Vicenza, gli altari di El Greco al Palladio Museum

Perchè si chiamava così? Sicuramente, com’è intuibile, per le sue origini greche. Gli spagnoli, senza giri di parole, lo chiamarono El Greco perchè Doménikos Theotokópoulos era nato nel 1541 a Candia, cittadina di Creta – la più grande isola greca – e si era poi trasferito in Spagna, dove morì nel 1614 a Toledo. A El Greco, pittore, scultore e architetto vissuto anche in Italia e figura di spicco del Rinascimento spagnolo, è dedicata la mostra El Greco, architetto di altari – Fotografie di Joaquín Bérchez, che il Palladio Museum di Vicenza, sede del centro internazionale di studi Andrea Palladio, propone dal 28 febbraio al 14 giugno 2015.

In collaborazione con Instituto Cervantes, Real Academia de Bellas Artes de San Carlos Valencia e Municipality of Heraklion, la mostra vicentina viene inaugurata domani, venerdì 27 febbraio alle 18, con un intervento del direttore del museo Guido Beltramini, dello storico dell’arte Howard Burns e dello stesso Joaquín Bérchez.

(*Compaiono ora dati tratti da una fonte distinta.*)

Issue #206, opened 2019-08-04
Intended behavior of SliceLayer for negative slice_end values


ChristopherBrix:
What is the intended behavior of the `SliceLayer` for negative `slice_end' values?

Let's say, we have two sequences in our batch, one of length 3, one of length 6 (so `size_placeholder[0] = [3, 6]` and `placeholder.shape[time_dim] = 6`). We want to remove the last time step. I would assume, this could be done using a `SliceLayer` with `axis='T'` and `slice_end=-1`.
But then `slice_end` is [updated](https://github.com/rwth-i6/returnn/blob/master/TFNetworkLayer.py#L2229) to `tf.shape(self.input_data.placeholder)[axis] + slice_end = 6 + (-1) = 5`
And then the new `size_placeholder` is set to `tf.minimum(tf.shape(self.input_data.placeholder)[axis] - slice_end, self.output.size_placeholder[axis_wo_batch])) = tf.minimum(6 - 5, [3, 6]) = [1, 1]`

Is my math wrong? Why don't we just set `self.output.size_placeholder[axis_wo_batch] += slice_end` for negative `slice_end` values? Maybe with an additional check that the sequence lengths don't become negative.

albertz:
I recently also stumbled upon this, or at least that I wanted to have such a functionality, and saw that `SliceLayer` behaves differently. Although then for some reason I decided to do it differently or that it was not a good idea anyway or so (I don't exactly remember anymore).
I'm not sure which of the two behaviors (the existing one, and the one you describe) is more correct or is the canonical one (i.e. which you would assume as the default one if you don't set it).
I'm also not exactly sure, if we change the default behavior now, if it breaks something for someone. Although probably this is not used too much (I don't know).
But maybe you are right, and we should change this behavior. So I would say, for the beginning without any new option, just change it (i.e. make a pull request with the change). But if anyone ever gets back to this, and wants the old behavior, we should introduce an option to make it configurable (and then maybe we again can discuss the default behavior, or maybe even require this to be an explicit setting, without default).
Maybe @Spotlight0xff has also an opinion on this.

Spotlight0xff:
My code only uses the `SliceNdLayer`, I have never used `SliceLayer`.
That being said, I would also assume the behavior you expected (resulting in `size_pl[0]=[2, 5]`).

albertz:
[...]

PR #207, opened 2019-08-05
Fixed SliceLayer

ChristopherBrix:
This should fix the behavior of the `SliceLayer`, resolving issue #206 

Because shorter sequences have some padding, we cannot rely on the shape of the `placeholder` to determine the new `size_placeholder`. Also, we should ignore the padding when using negative indexing.

This PR should probably also contain some new test cases, that demonstrate where the old code was wrong. So far, I've only checked by hand. I can add tests later.

### DIFF
--- a/TFNetworkLayer.py
+++ b/TFNetworkLayer.py
@@ -2210,9 +2210,9 @@ class SliceLayer(_ConcatInputLayer):
     """
     :param int|str axis:
     :param str|None axis_kind: "T" for time, "B" for batch, "F" for feature
-    :param int|None slice_start:
-    :param int|None slice_end:
-    :param int|None slice_step:
+    :param int|None slice_start: Start index. Currently, only non-negative values are supported
+    :param int|None slice_end: End index. May be negative or positive
+    :param int|None slice_step: Step size. Currently, only positive values are supported
     """
     super(SliceLayer, self).__init__(**kwargs)
     axis = self.input_data.get_axis_from_description(axis)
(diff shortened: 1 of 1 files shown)


ChristopherBrix:
I just noticed I'm not using `size_placeholder` correctly (it's a dict, I'm using it as a tensor). As it is, the could will fail on execution.

Shouldn't be complicated to fix, but I don't have the time just yet. I'll fix this tomorrow.

ChristopherBrix:
I need to use a negative end index to remove the last token. Just fixing the size_placeholder wasn't enough, as the actual selection would still be wrong (for an input sequence of length 4 with 2 padding, the output would still have length 4 but a size_placeholder saying it has length 3). This might be ok if a later layers respect the size_placeholder, but still may cause confusion.
A quick fix would have been to apply masking after the selection, but this would not support negative slice steps (which I don't need right now).

I can change it to this simpler approach, if you don't thing the full functionality is required.

albertz:
The size_placeholder is always respected (if not, that would be a separate bug; and as you say, maybe you can have an explicit TimeMaskingLayer or so to work around this). There can be any data in the padding area. This is totally fine. There are multiple other layers which also leave arbitrary data in there. This is expected.

albertz:
Ping?

ChristopherBrix:
I've reversed my change, and implemented the simpler variant. Now, start and step size must be non-negative and positive, respectively.

albertz:
In the meanwhile, I also fixed it (in a simple way) in 7e912cc36a9bf, which I will soon merge in. So I guess this becomes obsolete now. Looks very similar though.

ChristopherBrix:
Yes, we did it similarly.
In your code, when is 

```
tf.minimum(
  tf.shape(self.input_data.placeholder)[axis] + slice_end,
  self.output.size_placeholder[axis_wo_batch] + slice_end)
```

needed? This should always equal `self.output.size_placeholder[axis_wo_batch] + slice_end)`, or otherwise the `size_placeholder` specified a sequence length longer than the actual `placeholder`. I guess this would be a separate bug?

albertz:
Ah yes I think you are right.

albertz:
Ok, this is now in de2bcfc.
I guess we can close this now. Please open a new pull request if you need anything else.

L’esposizione dedica un’importante finestra culturale all’artista ellenico in occasione del quarto centenario dalla morte, offrendo ai visitatori un capitolo poco conosciuto dell’attività del pittore, il suo lavoro architettonico del retablo, la progettazione di altari. Ovvio che un tema che riguarda l’architettura trovasse spazio nella casa dell’architettura per antonomasia a Vicenza, appunto il Cisa.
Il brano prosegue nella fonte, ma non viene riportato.